**What this task involves:** In the entries that follow, the first line to write out is the one containing "Version bump only", and the last is the one containing "## Root cause". Reproduce that stretch exactly, with nothing before or after it.

**Records supplied:**
==*==
PR #14664, opened 2026-07-09
Update Pandoc, Typst, Dart Sass, esbuild, and veraPDF

cderv:
Version bump only in `configuration` and `src/command/check/check.ts`, so the new binaries can be archived to S3 and downloaded during `configure`. Bumps Pandoc to 3.10, Typst to 0.15.1, Dart Sass to 1.101.0, and esbuild to 0.28.1, all riding along in one branch since Carlos is archiving from it directly. veraPDF stays at 1.28.2 for now (1.30.2 isn't published to S3 yet).

> [!NOTE]
> Draft: only Pandoc and Typst have had any risk analysis so far (template resync, Lua API compatibility, test coverage). Dart Sass and esbuild are bumped here but not yet verified. None of this is ready to merge until that work lands in follow-up commits.


cderv:
Typst 0.15 seems to have some impact. Already two issues open with Pandoc
- https://github.com/jgm/pandoc/issues/11761
- https://github.com/jgm/texmath/issues/291

I'll see how to handle. 

I noticed a few things to investigate in our failing tests too. Slowly looking in all this

cderv:
I dug into jgm/pandoc#11761 (leading-dot backslash escaping) to see whether we can work around it on our side for v1.10, and traced the full chain through our own code, not just pandoc's.

## Root cause

This only triggers when a path-like metadata value starts with a literal `.` — `bibliography: ./refs.bib` or `../refs.bib`, not `bibliography: refs.bib` or `sub/refs.bib`. I confirmed the trigger condition and the full chain end to end:

1. `bibliography: ./refs.bib` in the YAML front matter is metadata pandoc parses as markdown inlines, not a raw string.
2. We don't strip or rewrite that value for Typst — `isBibliographyOutput()` only covers `bibtex`/`biblatex`/`csljson`, so for `typst` the `bibliography` key flows through untouched:
https://github.com/quarto-dev/quarto-cli/blob/d3a4452c54a9f41fb040cddc25490350bde575bf/src/resources/pandoc/datadir/_format.lua#L103-L110
3. Our own Typst partial interpolates it straight into a quoted string argument, exactly the pattern the pandoc issue describes:
https://github.com/quarto-dev/quarto-cli/blob/d3a4452c54a9f41fb040cddc25490350bde575bf/src/resources/formats/typst/pandoc/quarto/biblio.typ#L16
4. Pandoc's `metaToContext` renders that value through `inlinesToTypst`/`escapeTypst`, which since 80c704a9a (jgm/pandoc#11511) prepends a backslash to any string starting with `.`. Typst 0.14 silently tolerated the stray backslash; Typst 0.15 hard-rejects it (`path must not contain a backslash`).

I reproduced this locally with pandoc 3.10 + Typst 0.15.0: `bibliography: ./refs.bib` fails, `bibliography: refs.bib` renders fine.

## jgm's reply

> This is a tricky one. Pandoc renders everything in metadata as if it's ordinary text, but this poses a problem in the current case, since typst's escaping rules inside a string or path context are different than for ordinary text. Probably the most straightforward fix would be to roll back 80c704a9acb01fbeffc91a0d05a86c98ab0fe2c0 and replace it with something more subtle, but the replacement isn't obvious, and I'm not sure there wouldn't be other similar problems.

So no fix on the pandoc side yet, and no clear timeline. His workaround is to write the bibliography path as raw Typst so it skips pandoc's metadata escaping entirely:
```yaml
bibliography: `./refs.bib`{=typst}
```

I tested this end to end rather than just relaying it: rendered with a single bibliography this way, and separately with a list (one entry as ``- `./refs.bib`{=typst}``, alongside a second plain entry). Both compiled cleanly and, more importantly, the citation and bibliography entry actually resolved and rendered correctly in the PDF — Quarto disables pandoc's own `--citeproc` for Typst and lets Typst resolve citations natively from the `#bibliography()` call, so the raw-syntax value reaches Typst as a plain path string with no knock-on effect on citation resolution. This workaround is safe to document for users hitting this now, at least for single-format Typst output (as jgm notes, multi-format documents would need a Lua filter to vary the value by output format).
==*==
**Result for this exercise:**
Version bump only in `configuration` and `src/command/check/check.ts`, so the new binaries can be archived to S3 and downloaded during `configure`. Bumps Pandoc to 3.10, Typst to 0.15.1, Dart Sass to 1.101.0, and esbuild to 0.28.1, all riding along in one branch since Carlos is archiving from it directly. veraPDF stays at 1.28.2 for now (1.30.2 isn't published to S3 yet).

> [!NOTE]
> Draft: only Pandoc and Typst have had any risk analysis so far (template resync, Lua API compatibility, test coverage). Dart Sass and esbuild are bumped here but not yet verified. None of this is ready to merge until that work lands in follow-up commits.


cderv:
Typst 0.15 seems to have some impact. Already two issues open with Pandoc
- https://github.com/jgm/pandoc/issues/11761
- https://github.com/jgm/texmath/issues/291

I'll see how to handle. 

I noticed a few things to investigate in our failing tests too. Slowly looking in all this

cderv:
I dug into jgm/pandoc#11761 (leading-dot backslash escaping) to see whether we can work around it on our side for v1.10, and traced the full chain through our own code, not just pandoc's.

## Root cause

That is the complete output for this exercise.